**THE PROBLEM**
What is the number of lines in the records below holding the string "getLogger"? Reply with it and nothing else.

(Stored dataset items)

·····

PR #5240, opened 2018-03-15
Renamed methods and local variables reported by the Static Code Analysis Tool

kssimova:
Renamed methods and local variables reported by the Static Code Analysis Tool and suppressed *org.eclipse.smarthome.binding.astro.internal.calc.MoonCalc.java*, *org.eclipse.smarthome.core.library.unit.MetricPrefix.java* for MethodNameCheck, as they contain specific methods with calculations and renaming them will make the code hard to read.

### DIFF
--- a/bundles/automation/org.eclipse.smarthome.automation.provider.file/src/main/java/org/eclipse/smarthome/automation/internal/provider/file/WatchServiceUtil.java
+++ b/bundles/automation/org.eclipse.smarthome.automation.provider.file/src/main/java/org/eclipse/smarthome/automation/internal/provider/file/WatchServiceUtil.java
@@ -25,7 +25,7 @@ import java.util.Map;
 @SuppressWarnings("rawtypes")
 public class WatchServiceUtil {
 
-    static Map<AbstractFileProvider, Map<String, AutomationWatchService>> WATCH_SERVICES = new HashMap<AbstractFileProvider, Map<String, AutomationWatchService>>();
+    private static final Map<AbstractFileProvider, Map<String, AutomationWatchService>> WATCH_SERVICES = new HashMap<AbstractFileProvider, Map<String, AutomationWatchService>>();
 
     public static void initializeWatchService(String watchingDir, AbstractFileProvider provider) {
         AutomationWatchService aws = null;
--- a/bundles/automation/org.eclipse.smarthome.automation.providers/src/main/java/org/eclipse/smarthome/automation/internal/core/provider/AbstractResourceBundleProvider.java
+++ b/bundles/automation/org.eclipse.smarthome.automation.providers/src/main/java/org/eclipse/smarthome/automation/internal/core/provider/AbstractResourceBundleProvider.java
@@ -82,7 +82,7 @@ public abstract class AbstractResourceBundleProvider<E> {
      * This static field provides a root directory for automation object resources in the bundle resources.
      * It is common for all resources - {@link ModuleType}s, {@link RuleTemplate}s and {@link Rule}s.
      */
-    protected static String PATH = "ESH-INF/automation";
+    protected static final String ROOT_DIRECTORY = "ESH-INF/automation";
 
     /**
      * This field holds a reference to the service instance for internationalization support within the platform.
--- a/bundles/automation/org.eclipse.smarthome.automation.sample.extension.java/src/main/java/org/eclipse/smarthome/automation/sample/extension/java/internal/type/AirConditionerTriggerType.java
+++ b/bundles/automation/org.eclipse.smarthome.automation.sample.extension.java/src/main/java/org/eclipse/smarthome/automation/sample/extension/java/internal/type/AirConditionerTriggerType.java
@@ -27,7 +27,7 @@ import org.eclipse.smarthome.automation.type.TriggerType;
  */
 public class AirConditionerTriggerType extends TriggerType {
 
-    public static String UID = "AirConditionerTrigger";
+    public static final String UID = "AirConditionerTrigger";
 
     public static TriggerType initialize() {
         List<Output> output = new ArrayList<Output>();
--- a/bundles/core/org.eclipse.smarthome.core.audio/src/main/java/org/eclipse/smarthome/core/audio/AudioFormat.java
+++ b/bundles/core/org.eclipse.smarthome.core.audio/src/main/java/org/eclipse/smarthome/core/audio/AudioFormat.java
@@ -24,20 +24,20 @@ import java.util.Set;
 public class AudioFormat {
 
     // generic mp3 format without any further constraints
-    public static AudioFormat MP3 = new AudioFormat(AudioFormat.CONTAINER_NONE, AudioFormat.CODEC_MP3, null, null, null,
-            null);
-
-    // generic wav format without any further constraints
-    public static AudioFormat WAV = new AudioFormat(AudioFormat.CONTAINER_WAVE, AudioFormat.CODEC_PCM_SIGNED, null,
-            null, null, null);
-
-    // generic OGG format without any further constraints
-    public static AudioFormat OGG = new AudioFormat(AudioFormat.CONTAINER_OGG, AudioFormat.CODEC_VORBIS, null, null,
+    public static final AudioFormat MP3 = new AudioFormat(AudioFormat.CONTAINER_NONE, AudioFormat.CODEC_MP3, null, null,
             null, null);
 
+    // generic wav format without any further constraints
+    public static final AudioFormat WAV = new AudioFormat(AudioFormat.CONTAINER_WAVE, AudioFormat.CODEC_PCM_SIGNED,
+            null, null, null, null);
+
+    // generic OGG format without any further constraints
+    public static final AudioFormat OGG = new AudioFormat(AudioFormat.CONTAINER_OGG, AudioFormat.CODEC_VORBIS, null,
+            null, null, null);
+
     // generic AAC format without any further constraints
-    public static AudioFormat AAC = new AudioFormat(AudioFormat.CONTAINER_NONE, AudioFormat.CODEC_AAC, null, null, null,
-            null);
+    public static final AudioFormat AAC = new AudioFormat(AudioFormat.CONTAINER_NONE, AudioFormat.CODEC_AAC, null, null,
+            null, null);
 
     /**
      * {@link AudioCodec} encoded data without any container header or footer,
--- a/bundles/core/org.eclipse.smarthome.core.thing/src/main/java/org/eclipse/smarthome/core/thing/ThingStatusDetail.java
+++ b/bundles/core/org.eclipse.smarthome.core.thing/src/main/java/org/eclipse/smarthome/core/thing/ThingStatusDetail.java
@@ -37,9 +37,9 @@ public enum ThingStatusDetail {
      */
     GONE;
 
-    public static OnlineStatus ONLINE = new OnlineStatus();
+    public static final OnlineStatus ONLINE = new OnlineStatus();
 
-    public static OfflineStatus OFFLINE = new OfflineStatus();
+    public static final OfflineStatus OFFLINE = new OfflineStatus();
 
     public static final class OnlineStatus {
         private OnlineStatus() {
--- a/bundles/core/org.eclipse.smarthome.core.thing/src/main/java/org/eclipse/smarthome/core/thing/firmware/ProgressCallbackImpl.java
+++ b/bundles/core/org.eclipse.smarthome.core.thing/src/main/java/org/eclipse/smarthome/core/thing/firmware/ProgressCallbackImpl.java
@@ -37,7 +37,7 @@ import org.osgi.framework.FrameworkUtil;
  */
 final class ProgressCallbackImpl implements ProgressCallback {
 
-    private static String UPDATE_CANCELED_MESSAGE_KEY = "update-canceled";
+    private static final String UPDATE_CANCELED_MESSAGE_KEY = "update-canceled";
 
     /**
      * Handler instance is needed to retrieve the error messages from the correct bundle.
--- a/bundles/core/org.eclipse.smarthome.core/src/main/java/org/eclipse/smarthome/core/library/unit/ImperialUnits.java
+++ b/bundles/core/org.eclipse.smarthome.core/src/main/java/org/eclipse/smarthome/core/library/unit/ImperialUnits.java
@@ -38,7 +38,7 @@ import tec.uom.se.unit.Units;
 @NonNullByDefault
 public class ImperialUnits extends SmartHomeUnits {
 
-    private static ImperialUnits INSTANCE = new ImperialUnits();
+    private static final ImperialUnits INSTANCE = new ImperialUnits();
 
     private ImperialUnits() {
         // avoid external instantiation
--- a/bundles/core/org.eclipse.smarthome.core/src/main/java/org/eclipse/smarthome/core/library/unit/SIUnits.java
+++ b/bundles/core/org.eclipse.smarthome.core/src/main/java/org/eclipse/smarthome/core/library/unit/SIUnits.java
@@ -36,7 +36,7 @@ import tec.uom.se.unit.Units;
 @NonNullByDefault
 public class SIUnits extends SmartHomeUnits {
 
-    private static SIUnits INSTANCE = new SIUnits();
+    private static final SIUnits INSTANCE = new SIUnits();
 
     private SIUnits() {
         // avoid external instantiation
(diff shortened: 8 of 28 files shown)


bundles/automation/org.eclipse.smarthome.automation.providers/src/main/java/org/eclipse/smarthome/automation/internal/core/provider/AbstractResourceBundleProvider.java
```diff
@@ -82,7 +82,7 @@ public AbstractResourceBundleProvider() {
      * This static field provides a root directory for automation object resources in the bundle resources.
      * It is common for all resources - {@link ModuleType}s, {@link RuleTemplate}s and {@link Rule}s.
      */
-    protected static String PATH = "ESH-INF/automation";
+    protected static String rootDirectory = "ESH-INF/automation";
```
htreu: I suspect this to be a constant, so `ROOT_DIRECTORY` would fit it best.

bundles/automation/org.eclipse.smarthome.automation.sample.extension.java/src/main/java/org/eclipse/smarthome/automation/sample/extension/java/internal/type/AirConditionerTriggerType.java
```diff
@@ -27,7 +27,7 @@
  */
 public class AirConditionerTriggerType extends TriggerType {
 
-    public static String UID = "AirConditionerTrigger";
+    public static String uid = "AirConditionerTrigger";
```
htreu: This also seems to be a constant.

bundles/core/org.eclipse.smarthome.core.audio/src/main/java/org/eclipse/smarthome/core/audio/AudioFormat.java
```diff
@@ -24,19 +24,19 @@
 public class AudioFormat {
 
     // generic mp3 format without any further constraints
-    public static AudioFormat MP3 = new AudioFormat(AudioFormat.CONTAINER_NONE, AudioFormat.CODEC_MP3, null, null, null,
+    public static AudioFormat mp3 = new AudioFormat(AudioFormat.CONTAINER_NONE, AudioFormat.CODEC_MP3, null, null, null,
```
htreu: constant

bundles/core/org.eclipse.smarthome.core.audio/src/main/java/org/eclipse/smarthome/core/audio/AudioFormat.java
```diff
@@ -24,19 +24,19 @@
...
             null);
 
     // generic wav format without any further constraints
-    public static AudioFormat WAV = new AudioFormat(AudioFormat.CONTAINER_WAVE, AudioFormat.CODEC_PCM_SIGNED, null,
+    public static AudioFormat wav = new AudioFormat(AudioFormat.CONTAINER_WAVE, AudioFormat.CODEC_PCM_SIGNED, null,
```
htreu: constant

bundles/core/org.eclipse.smarthome.core.audio/src/main/java/org/eclipse/smarthome/core/audio/AudioFormat.java
```diff
@@ -24,19 +24,19 @@
...
             null, null, null);
 
     // generic OGG format without any further constraints
-    public static AudioFormat OGG = new AudioFormat(AudioFormat.CONTAINER_OGG, AudioFormat.CODEC_VORBIS, null, null,
+    public static AudioFormat ogg = new AudioFormat(AudioFormat.CONTAINER_OGG, AudioFormat.CODEC_VORBIS, null, null,
```
htreu: constant

bundles/core/org.eclipse.smarthome.core.audio/src/main/java/org/eclipse/smarthome/core/audio/AudioFormat.java
```diff
@@ -24,19 +24,19 @@
...
             null, null);
 
     // generic AAC format without any further constraints
-    public static AudioFormat AAC = new AudioFormat(AudioFormat.CONTAINER_NONE, AudioFormat.CODEC_AAC, null, null, null,
+    public static AudioFormat aac = new AudioFormat(AudioFormat.CONTAINER_NONE, AudioFormat.CODEC_AAC, null, null, null,
```
htreu: constant

bundles/core/org.eclipse.smarthome.core.thing/src/main/java/org/eclipse/smarthome/core/thing/ThingStatusDetail.java
```diff
@@ -37,9 +37,9 @@
      */
     GONE;
 
-    public static OnlineStatus ONLINE = new OnlineStatus();
+    public static OnlineStatus online = new OnlineStatus();
```
htreu: constant

bundles/core/org.eclipse.smarthome.core.thing/src/main/java/org/eclipse/smarthome/core/thing/ThingStatusDetail.java
```diff
@@ -37,9 +37,9 @@
...
 
-    public static OfflineStatus OFFLINE = new OfflineStatus();
+    public static OfflineStatus offline = new OfflineStatus();
```
htreu: constant

bundles/core/org.eclipse.smarthome.core.thing/src/main/java/org/eclipse/smarthome/core/thing/firmware/ProgressCallbackImpl.java
```diff
@@ -37,7 +37,7 @@
  */
 final class ProgressCallbackImpl implements ProgressCallback {
 
-    private static String UPDATE_CANCELED_MESSAGE_KEY = "update-canceled";
+    private static String updateCanceledMessageKey = "update-canceled";
```
htreu: constant

kssimova:
@htreu I've updated this PR, thank you for your comments! :)

bundles/automation/org.eclipse.smarthome.automation.provider.file/src/main/java/org/eclipse/smarthome/automation/internal/provider/file/WatchServiceUtil.java
```diff
@@ -25,15 +25,15 @@
 @SuppressWarnings("rawtypes")
 public class WatchServiceUtil {
 
-    static Map<AbstractFileProvider, Map<String, AutomationWatchService>> WATCH_SERVICES = new HashMap<AbstractFileProvider, Map<String, AutomationWatchService>>();
+    static Map<AbstractFileProvider, Map<String, AutomationWatchService>> watchServices = new HashMap<AbstractFileProvider, Map<String, AutomationWatchService>>();
```
htreu: This should also be `private final static Map<...> WATCH_SERVICES` as it is only used in this util class. Further this util class is not supposed to be extended by inheritance.

bundles/core/org.eclipse.smarthome.core/src/main/java/org/eclipse/smarthome/core/library/unit/ImperialUnits.java
```diff
@@ -35,7 +35,7 @@
  */
 public class ImperialUnits extends SmartHomeUnits {
 
-    private static ImperialUnits INSTANCE = new ImperialUnits();
+    private static ImperialUnits instance = new ImperialUnits();
```
htreu: this is also a constant, `private static final ... INSTANCE` please.

bundles/core/org.eclipse.smarthome.core/src/main/java/org/eclipse/smarthome/core/library/unit/SIUnits.java
```diff
@@ -33,7 +33,7 @@
  */
 public class SIUnits extends SmartHomeUnits {
 
-    private static SIUnits INSTANCE = new SIUnits();
+    private static SIUnits instance = new SIUnits();
```
htreu: this is also a constant, `private static final ... INSTANCE` please.

bundles/core/org.eclipse.smarthome.core/src/main/java/org/eclipse/smarthome/core/library/unit/SmartHomeUnits.java
```diff
@@ -64,7 +64,7 @@
  */
 public class SmartHomeUnits extends AbstractSystemOfUnits {
 
-    private static SmartHomeUnits INSTANCE = new SmartHomeUnits();
+    private static SmartHomeUnits instance = new SmartHomeUnits();
```
htreu: this is also a constant, `private static final ... INSTANCE` please.

bundles/test/org.eclipse.smarthome.magic/src/main/java/org/eclipse/smarthome/magic/binding/handler/MagicDelayedOnlineHandler.java
```diff
@@ -31,7 +31,7 @@
 @NonNullByDefault
 public class MagicDelayedOnlineHandler extends BaseThingHandler {
 
-    public static int DELAY = 15;
+    public static int delay = 15;
```
htreu: this is also a constant, `private static final int DELAY` please.

extensions/binding/org.eclipse.smarthome.binding.digitalstrom/src/main/java/org/eclipse/smarthome/binding/digitalstrom/handler/CircuitHandler.java
```diff
@@ -59,7 +59,7 @@
     /**
      * Contains all supported thing types of this handler, will be filled by DsDeviceThingTypeProvider.
      */
-    public static Set<ThingTypeUID> SUPPORTED_THING_TYPES = new HashSet<ThingTypeUID>();
+    public static Set<ThingTypeUID> circuitHandlerSupportedThingTypes = new HashSet<ThingTypeUID>();
```
htreu: this is also a constant: No other entity is allowed to change the reference. So: `public static final Set<ThingTypeUID> SUPPORTED_THING_TYPES` please.

extensions/binding/org.eclipse.smarthome.binding.digitalstrom/src/main/java/org/eclipse/smarthome/binding/digitalstrom/handler/DeviceHandler.java
```diff
@@ -83,10 +83,10 @@
     /**
      * Contains all supported thing types of this handler, will be filled by DsDeviceThingTypeProvider.
      */
-    public static Set<ThingTypeUID> SUPPORTED_THING_TYPES = new HashSet<ThingTypeUID>();
+    public static Set<ThingTypeUID> deviceHandlerSupportedThingTypes = new HashSet<ThingTypeUID>();
```
htreu: see above.

extensions/binding/org.eclipse.smarthome.binding.digitalstrom/src/main/java/org/eclipse/smarthome/binding/digitalstrom/handler/ZoneTemperatureControlHandler.java
```diff
@@ -72,7 +72,7 @@
     /**
      * Contains all supported thing types of this handler
      */
-    public static Set<ThingTypeUID> SUPPORTED_THING_TYPES = new HashSet<>(
+    public static Set<ThingTypeUID> zoneTempControlHandlerSupportedThingTypes = new HashSet<>(
```
htreu: see above.

extensions/binding/org.eclipse.smarthome.binding.sonos/src/main/java/org/eclipse/smarthome/binding/sonos/internal/SonosXMLParser.java
```diff
@@ -45,7 +45,7 @@
 
     static final Logger LOGGER = LoggerFactory.getLogger(SonosXMLParser.class);
 
-    private static MessageFormat METADATA_FORMAT = new MessageFormat(
+    private static MessageFormat metadataFormat = new MessageFormat(
```
htreu: constant, `private static final MessageFormat METADATA_FORMAT` please.

extensions/binding/org.eclipse.smarthome.binding.wemo/src/main/java/org/eclipse/smarthome/binding/wemo/handler/WemoLightHandler.java
```diff
@@ -81,7 +81,7 @@
     /**
      * The default refresh initial delay in Seconds.
      */
-    private static int DEFAULT_REFRESH_INITIAL_DELAY = 15;
+    private static int defaultRefreshInitialDelay = 15;
```
htreu: constant, `private static final int DEFAULT_REFRESH_INITIAL_DELAY` please.

extensions/ui/iconset/org.eclipse.smarthome.ui.iconset.classic/src/main/java/org/eclipse/smarthome/ui/iconset/classic/internal/ClassicIconProvider.java
```diff
@@ -37,7 +37,7 @@
 
     private final Logger logger = LoggerFactory.getLogger(ClassicIconProvider.class);
 
-    static String ICONSET_ID = "classic";
+    static String iconSetId = "classic";
```
htreu: constant, should at least be `static final String ICONSET_ID`

extensions/binding/org.eclipse.smarthome.binding.wemo/src/main/java/org/eclipse/smarthome/binding/wemo/handler/WemoLightHandler.java
kssimova: It can not be a constant, because in [WemoLightHandlerOSGiTest](https://github.com/MusalaSoft/smarthome/blob/632e93ef832b30ea29cd0efed4ca77a09a237e11/extensions/binding/org.eclipse.smarthome.binding.wemo.test/src/main/groovy/org/eclipse/smarthome/binding/wemo/handler/test/WemoLightHandlerOSGiTest.groovy#L53) for the test we set it to 1 second.

htreu: From a coding style pov the test must not access this field (since its `private` anyway, but only groovy doesn't care).
We could just drop the line from the test which will result in very slow execution (waiting 15s for each of the 7 test cases).
The other option would be to rework this and add a configuration property. @hmerk do you have any suggestion on how to deal with this issue? background: static analysis complains about this "variable" being all caps. And from the looks it should be a constant.

hmerk: Yes, it is a constant, therefore it is capitalized and somebody askedd me to change it a while ago. But if code analasys has an issue, we could remove it and hard code it in the according method.
I can put it on my long list of needed/wanted changes but can not tell when to have my updates ready.

htreu: Thanks for the very quick reply @hmerk.
It was indeed introduced to override it during test execution. My suggestion is to revert it to a constant and remove the overriding in the test.
@kssimova could you go on with this? The tests will be super slow then but we should address that in a separate PR if needed.

maggu2810: I agree, we should improve the test case later.
Perhaps we could also mitgrate it from Groovy to pure Java.

bundles/core/org.eclipse.smarthome.core.audio/src/main/java/org/eclipse/smarthome/core/audio/AudioFormat.java
```diff
@@ -24,19 +24,23 @@
 public class AudioFormat {
 
     // generic mp3 format without any further constraints
-    public static AudioFormat MP3 = new AudioFormat(AudioFormat.CONTAINER_NONE, AudioFormat.CODEC_MP3, null, null, null,
+    public static final AudioFormat MP3 = new AudioFormat(AudioFormat.CONTAINER_NONE, AudioFormat.CODEC_MP3, null, null,
+            null,
```
htreu: please run the auto formatter for this file once. Lines 28 & 29 should be on one line. And so should the other "hanging" parameters.

kssimova: Done :)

·····

**SOLUTION TO THIS EXERCISE**
2